▶ _PROBLEM DESCRIPTION_: Using the word "github" as the filter, copy each matching line from the records.

▶ _INPUT MATERIAL_:
Issue #239, opened 2016-07-17
Add docs of how to use it using ES6 module imports


FagnerMartinsBrack:
See https://github.com/js-cookie/js-cookie/issues/233#issuecomment-233187386

PR #256, opened 2016-08-22
Add docs to use with ES6 imports

FagnerMartinsBrack:
Related to https://github.com/js-cookie/js-cookie/issues/239.

@ThaNarie can you review this?

### DIFF
--- a/README.md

▶ _REPLY_:
See https://github.com/js-cookie/js-cookie/issues/233#issuecomment-233187386
Related to https://github.com/js-cookie/js-cookie/issues/239.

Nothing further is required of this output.